The point of using gold in the real world is that it doesn't require a state to issue it, and Alan Greenspan (or other Federal Reserve or Central Bank counterfeiter) can't devalue everyone's purchasing power with the stroke of a pen. And unlike BitCoin (Galt bless it, too), gold will survive a global EMP burst or Internet kill switch.


Did You Know: limits or control is not intrinsic to the definition of fiat money.


Unless they decide to flood the market because they're pure evil MWUAHAHAHA


To add to that, even if you have the gold in hand what's not to say the new post-apoco society trades in something more accessible like VHS copies of 1997 comedy classic Good Burger. Economies don't work very well if only a tiny few have the power.


Also people will find value in 'rare' items to use as a large denomination side-currency (provided that main currency is provided in game), for example certain ships in EVE, Earbuds in TF2 (estimated at 30 to 40 irl-bucks) or paper party hats in Runescape (ok I'm not totally sure about that one, I haven't played it much).


People don't buy gold because they think society will collapse.
Well, maybe a few people do - but the sort of redneck survivalists that have a basement full of tinned goods and assault rifles tend not to be the sort of people who can make multibillion dollar gold investments.

Investors buy gold when they don't trust the fiat currency issuer.
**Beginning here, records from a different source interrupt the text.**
PR #1298, opened 2024-11-26
fix(Header, Cards, Hero): fix spacings logic

marcoskolodny:


src/card.tsx
```diff
@@ -424,10 +424,12 @@ const CardContent = ({
                             </div>
                         )}
                         {headline && (
-                            // assuming that the headline will always be followed by one of: pretitle, title, subtitle, description
```
marcoskolodny, line 427: All cards were assuming this before, except of AdvancedDataCard. In https://github.com/Telefonica/mistica-web/pull/1292, I've done the same for the AdvancedDataCard, and it broke one screenshot test in webapp (they use pretitle and extra prop to render everything else).

I've removed all these unnecesary assumptions from everywhere

src/header.tsx
```diff
@@ -107,7 +109,7 @@ export const Header = ({
                                 )}
                                 {headlineContent}
                                 {pretitleContent && (
-                                    <div style={{paddingBottom: pretitle || description ? 8 : 0, order: -1}}>
+                                    <div style={{paddingBottom: title || description ? 8 : 0, order: -1}}>
```
marcoskolodny, line 112: This was a typo :(

atabel (approved):

PR #1299, opened 2024-11-29
feat(VanillaExtract): Use custom identifier generation

pladaria:
Prefix Vanilla Extract identifier names with Mistica version to avoid name collision in a module federation context


marcoskolodny (approved):

vite.config.js
```diff
@@ -4,11 +4,24 @@ import react from '@vitejs/plugin-react';
...
+ * 1.0.0 => v1
+ */
+const version = 'v' + packageVersion.replace(/(\.0)*$/, '').replace(/\./g, '_');
 
 export default defineConfig({
     plugins: [
         react(),
-        vanillaExtractPlugin(),
+        vanillaExtractPlugin({
+            identifiers: ({hash}) => `${version}_${hash}`,
```
pladaria, line 23: another idea:

Create a map hash=>autoincrementCounter

and the resulting identifiers would be: `v1_2_3_i455` to make it even shorter

atabel: I'm not sure if that approach would work. If vite uses multiple processes to compile files, you'd have collisions

atabel (approved):

PR #1301, opened 2024-12-04
feat: add label property to simple-block

paulo-asilva:
OBVIVO-2814 (Simple Block): the label property was added to the simple block, and some adjustments were also included using the Inline component to align the position in the component.

OBVIVO-2618 (Chip): including the use of the inverse token (vars.colors.neutralLow) along with some validations to add it if inverse is true. There is also a small change in the text and icon on the chip to make it readable when using inverse.


src/community/blocks.tsx
```diff
@@ -84,22 +84,35 @@ interface SimpleBlockProps {
...
+                        })}
+                    >
+                        {image}
+                    </div>
+                    <Text2 regular color={vars.colors.textSecondary}>
+                        {description}
+                    </Text2>
+                </Inline>
+                <div className={styles.rightContent}>
+                    <Text2 regular color={vars.colors.brand}>
```
yceballost, line 112:
```suggestion
                    <Text2 regular color={vars.colors.textBrand}>
```

image

yceballost (changes requested):

PR #1306, opened 2024-12-16
feat(Drawer): new component

pladaria:
https://jira.tid.es/browse/WEB-2113


src/portal.tsx
```diff
@@ -20,29 +20,22 @@ export const Portal = ({children, className}: Props): JSX.Element | null => {
     const [container, setContainer] = React.useState<HTMLDivElement | null>(null);
```
pladaria, line 20: This was adding two nodes and removing one, leaving leftovers in the dom.

src/drawer.css.ts
```diff
@@ -0,0 +1,108 @@
...
+import * as mq from './media-queries.css';
+import {vars} from './skins/skin-contract.css';
+import {sprinkles} from './sprinkles.css';
+
+export const ANIMATION_DURATION_MS = 400; // review
+
+export const container = style({
+    position: 'fixed',
+    display: 'flex',
+    paddingBottom: 'env(safe-area-inset-bottom)',
```
pladaria, line 11: pending to verify inside an iphone

src/__tests__/testid-test.tsx
```diff
@@ -288,3 +289,12 @@ test('Meter test ids', () => {
         },
     ]);
 });
+
+test('Drawer test ids', () => {
+    checkTestIds(<Drawer title="Title" subtitle="Subtitle" description="Description" onClose={() => {}} />, [
+        {
+            componentName: 'Drawer',
+            internalTestIds: ['title', 'subtitle', 'description'],
```
atabel, line 297: are these defined in the spec?

src/drawer.css.ts
```diff
@@ -0,0 +1,112 @@
...
+    sprinkles({
+        paddingTop: 40,
+        display: 'flex',
+        flexDirection: 'column',
+        flexGrow: 1,
+    }),
+    {
+        '@media': {
+            [mq.tabletOrSmaller]: {
+                paddingBottom: 16 - 8,
```
atabel, line 44: what's the meaning of this `- 8`?

src/drawer.tsx
```diff
@@ -0,0 +1,306 @@
...
+
+        const close = React.useCallback(() => {
+            setIsOpen(false);
+            return new Promise((resolve) => {
+                setTimeout(resolve, styles.ANIMATION_DURATION_MS);
+            }).then(onClose);
+        }, [onClose]);
+
+        const dismiss = React.useCallback(() => {
+            return close().then(() => onDismiss?.());
```
atabel, line 87: what's the difference between `onDismiss` and `onClose`? I initially thought that `onDismiss` was called immediately and `onClose` when the animation ends, but it seems both are called when the animation ends :/

src/drawer.tsx
```diff
@@ -0,0 +1,306 @@
...
+                    <div
+                        data-testid="drawerOverlay"
+                        onClick={onDismiss ? dismiss : undefined}
+                        className={classnames(
+                            styles.overlay,
+                            isOpen ? styles.overlayOpen : styles.overlayClosed
+                        )}
+                    />
+                    <div
+                        data-testid="drawerLayout"
```
atabel, line 117: is this testid needed?

src/drawer.tsx
atabel: ok, I see the difference. `onDismiss` is only called when the drawer is closed by a dismiss action (esc key /close button, click outside). But can't we call `onDismiss` immediately without waiting for animation?

atabel (approved):

src/drawer.tsx
pladaria: Yes, we could call it immediately but I decided to not emit the close/dismiss event while the drawer is visible.

src/drawer.css.ts
pladaria: I've added this to avoid adding extra padding to the actions. But this doesn't look good when the link button is not visible. Instead of this, I've added the `bleedY` prop to the LinkButton

src/drawer.tsx
pladaria: Not really. I've added it to differentiate the boundaries of the different parts of this component. The `DrawerLayout` is a separate component as `Drawer`.

src/__tests__/testid-test.tsx
pladaria: Not in spec, but I was assuming the same testids for these elements that we were using in cards, etc

src/drawer.tsx
yceballost, line 1: Opening the width prop we are opening also problems like.. what happened if the setup width is more than the device viewport? Is it possible to avoid this problem?

[Example](https://mistica-1rof8b9a8-flows-projects-65bb050e.vercel.app/playroom/preview/#?code=N4Igxg9gJgpiBcIA8AhArgFwxAdgBQCcBLAWwEMCBPAAl0JgGcGBeYACgEprmA+ahmBgDKGMhhhsAOiAgAHGDgAiBMgHcYBaQBpqGAmhgcAvj0k5q1APLzzytRrNIA9Oix1i5KqZzAA5oJExCWk5BTt1TRAdADMyABsBLgAyJOopc2okcIcMi1UiKAwAC1YAVgAGSqMzCwsMIgw4mGZpABUGpuka2oY0ACN6xubpIX7BzpBui1gGMGJZetwWkEVGOaIFolwu3NocAGE4iAFWTm4+AWFRcSkZG2zImPjE6t2+zGwcVmBdGAAPDDwajSQikCiUbR7ehMIFnXjUYBGahGV61fgwSA4KDg1yfb6-AFAkYY3DYqiQ9yMBiwrjwxHI1G1d5uHAAGSIOAA1vjxITgSB2VyKfgCFSaecEUiUVM9ooiAwSPKWOxaXxEYzvGikIEwJz+LIyGBmsAAIwANhMMosSDwcUNMCKEDisAI1CKMCIviKGFYAGYqtQnJq0ZlbfbHc6NG6PV6fcB-eUkUGraG7UaIy7o57vX6A8ndtaw+mnZn3dm4wmk8HrU4dZzg84Ht5jGYoiBijASHBEABZCAAN3logIICMQA)

The width should never exceed the viewport's width. If the width is greater than the viewport, the drawer should occupy 100% - 40px (to ensure the overlay is displayed).

maybe something like
`max-width: calc(100vw - 40px);`

src/drawer.css.ts
```diff
@@ -0,0 +1,112 @@
+import {style} from '@vanilla-extract/css';
+import * as mq from './media-queries.css';
+import {vars} from './skins/skin-contract.css';
+import {sprinkles} from './sprinkles.css';
+
+export const ANIMATION_DURATION_MS = 400; // review
```
yceballost, line 6:
```suggestion
export const ANIMATION_DURATION_MS = 350;
```

src/drawer.css.ts
```diff
@@ -0,0 +1,112 @@
...
+        right: 0,
+        bottom: 0,
+        overflow: 'hidden',
+    }),
+    {
+        paddingBottom: 'env(safe-area-inset-bottom)',
+        '@media': {
+            [mq.mobile]: {
+                left: 0,
+                transition: `transform ${ANIMATION_DURATION_MS}ms cubic-bezier(0.32, 0.72, 0, 1)`,
```
yceballost, line 23:
```suggestion
                transition: `transform ${ANIMATION_DURATION_MS}ms cubic-bezier(.5,0,.5,1)`,
```

src/drawer.css.ts
```diff
@@ -0,0 +1,112 @@
...
+            },
+            [mq.tabletOrBigger]: {
+                borderTopLeftRadius: vars.borderRadii.container,
+                borderBottomLeftRadius: vars.borderRadii.container,
+                transition: `transform ${ANIMATION_DURATION_MS}ms cubic-bezier(0.65, 0, 0.35, 1)`,
```
yceballost, line 28:
```suggestion
                transition: `transform ${ANIMATION_DURATION_MS}ms cubic-bezier(.5,0,.5,1)`,
```

Tested in local, I feel this curve is more natural and smooth

src/drawer.css.ts
```diff
@@ -0,0 +1,112 @@
...
+        [mq.mobile]: {
+            transform: 'translateY(100%)',
+        },
+        [mq.tabletOrBigger]: {
+            transform: 'translateX(100%)',
+        },
+    },
+});
+
+export const overlay = style([
```
yceballost, line 85: @aweell I think the overlay transition is not needed in mobile. What do you think?

yceballost (changes requested):

src/drawer.css.ts
pladaria: ok

src/drawer.css.ts
pladaria: ok. Please update specs

src/drawer.css.ts
pladaria: I like it. And If the drawer is white over a white background, it adds contrast.

src/drawer.tsx
pladaria: done. We could also add a `min-width`.

Please update specs with this information

src/drawer.tsx
```diff
@@ -0,0 +1,307 @@
...
+import {ButtonLink, ButtonPrimary, ButtonSecondary} from './button';
+import Divider from './divider';
+import {getPrefixedDataAttributes} from './utils/dom';
+import * as tokens from './text-tokens';
+
+import type {DataAttributes, HeadingType, TrackingEvent} from './utils/types';
+
+const PADDING_X_DESKTOP = 40;
+const PADDING_X_MOBILE = 16;
+const PADDING_X_TABLET = 16;
```
aweell, line 26: Update to 32 to match the spacings in tablet, updated in specs also:

https://www.figma.com/design/NfM16IJ4ffPVEdiFbtU0Lu/%F0%9F%94%B8-%5BREADY%5D-Drawer-Specs?node-id=10-5397&t=ODR4pg1TRGAgvsF8-1

src/drawer.tsx
aweell: We have updated specs accordingly and also added the min width = default width in desktop & tablet for now.

If it's a need in the future to have smaller drawers we can define a different min-width

src/drawer.tsx
pladaria: done

yceballost (approved):

aweell (approved):
Nice work!

Just as a nice to have last comment... if we can set the min value of the storybook width slider to the min-width of the drawer would be awesome!

Screenshot 2025-01-08 at 14 26 26

pladaria:
> Nice work!
> 
> Just as a nice to have last comment... if we can set the min value of the storybook width slider to the min-width of the drawer would be awesome!
> 
> Screenshot 2025-01-08 at 14 26 26

set to 300, so the min-width style can be verified

PR #1307, opened 2025-01-02
feat(Form): Disable autofocus on error for some fields on iOS

pladaria:
Fields that are excluded from autofocus on error in iOS because the focus action opens the picker/selector

* date
* datetime-local
* month
* select

Note: scroll to element not affected

A simple unit test that covers these scenarios has been added but you can be manually test this using playroom with a snippet like:
```jsx
<Form>
  <Stack space={16}>
    <Select
      name="field"
      label="field"
      options={[{ value: "x", text: "x" }]}
    />
    <ButtonPrimary submit>Submit</ButtonPrimary>
  </Stack>
</Form>
```
and opening the preview in an iphone

### DIFF
--- a/src/utils/platform.tsx
+++ b/src/utils/platform.tsx
@@ -21,10 +21,19 @@ export const isRunningAcceptanceTest = (platformOverrides: Theme['platformOverri
 
 const isEdgeOrIE = Boolean(typeof self !== 'undefined' && (self as any).MSStream);
 
-export const isAndroid = (platformOverrides: Theme['platformOverrides']): boolean =>
-    getUserAgent(platformOverrides).toLowerCase().includes('android') && !isEdgeOrIE;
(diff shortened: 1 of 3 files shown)


src/utils/platform.tsx
```diff
@@ -21,10 +21,19 @@ export const isRunningAcceptanceTest = (platformOverrides: Theme['platformOverri
...
+        return true;
+    }
+
+    return getUserAgent(platformOverrides).toLowerCase().includes('android') && !isEdgeOrIE;
+};
 
 export const isIos = (platformOverrides: Theme['platformOverrides']): boolean => {
+    if (platformOverrides.platform === 'ios') {
+        return true;
+    }
```
pladaria, line 35: added to easily force the platform in tests

atabel (approved):

yceballost (approved):

PR #1308, opened 2025-01-08
feat: add label property to simple-block

wendellguimaraes-tlf:
OBVIVO-2814 (Simple Block): the label property was added to the simple block, and some adjustments were also included using the Inline component to align the position in the component.

https://www.figma.com/design/hTthBYJeDVzcpUhkQYlyFG/Blocks-specs?node-id=7304-2609&t=GTbvRZkMvRSJacnI-0


wendellguimaraes-tlf:
> Perfeito!
> 
> Só um pequeno detalhe, adicione o adereço `label`aos trechos da sala de jogos
> 
> https://github.com/Telefonica/mistica-web/blob/34bcc78ad0403527f6d9a9105fbf4ec70655df12/playroom/snippets.tsx#L3957-L3970

Done !

src/community/blocks.tsx
```diff
@@ -84,22 +84,35 @@ interface SimpleBlockProps {
...
     'aria-label'?: string;
+    label?: string;
 }
 
-export const SimpleBlock = ({image, description, 'aria-label': ariaLabel}: SimpleBlockProps): JSX.Element => {
+export const SimpleBlock = ({
+    image,
+    description,
+    'aria-label': ariaLabel,
+    label,
```
atabel, line 94: I don't like this prop name. `label` is usually associated to accesibility. For example in form inputs, or for `aria-labels` (which this component already has).
Can we change this prop name to something different (`rightText` for example)?

src/community/__screenshot_tests__/__image_snapshots__/blocks-screenshot-test-tsx-blocks-simple-block-1-snap.png
atabel, line 1: I don't link the right text to be blue (`textBrand`). It looks like it's clickable

src/community/blocks.tsx
wendellguimaraes-tlf: Done !

atabel (approved):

If you think the treasury will devalue the currency (e.g. quantitative easing) then you buy physical goods to hedge against inflation. Gold is used because it is highly liquid (compared to other physical goods like property, antiques, art, etc.).

And FRPGs teach us that if you want to get quick gold, you outsource your production to a sweatshop in the developing world.


(a) Gold? Pfft. Adamntine is where it's at.

(b) There was an excellent little broadcast from Planet Money recently about the confusion with using gold and silver as currency at a libertarian gathering.


That approach backfired in Diablo II, when the Stone of Jordan (a relatively rare ring) became the medium of exchange for other rare items; someone figured out how to forge it, and its value plunged.


Pen and paper RPGs played by someone other than middleschoolers? That's a myth!


2) is financial collapse, not societal. runaway inflation. And not necessarily caused by Obamacare, but by the Fed


Well right, but by "no control," I mean the gold is, in a very real sense, created (and destroyed) by the players' interactions with the various entities, not by the game's creators, even if the number of (infinitely regenerating) gold-issuing entities is defined by the game designers. So the players define the value of it - the more active they are, the less value it has. And sure, it ultimately has any value at all because it has been so defined by the rule system that makes up the game, but so has everything else. (And even if the gold becomes worthless between players, it still can have intrinsic value that makes it necessary to have to advance through the game.) It doesn't entirely work as a parallel to either gold or fiat money, given that the entities originally declaring the currency has value are also defining the rules that govern the reality as a whole.


This is a dumb article because it assumes that gold is useless to you after the apocalypse because you're walking down the street defenseless waving your huge gold bar around and demanding goods and services. Obviously a more cautious approach would pay off as part of a mixed and balanced end-of-the-world strategy in an ideal post-apocalyptic scenario.

But of course there are no ideal post-apocalyptic scenarios, the highest probability is that said catastrophe would leave you and statistically everybody else near you quite dead (probably from starvation and/or dehydration as water and then food runs out in major metropolitan areas with little-to-no farming capacity).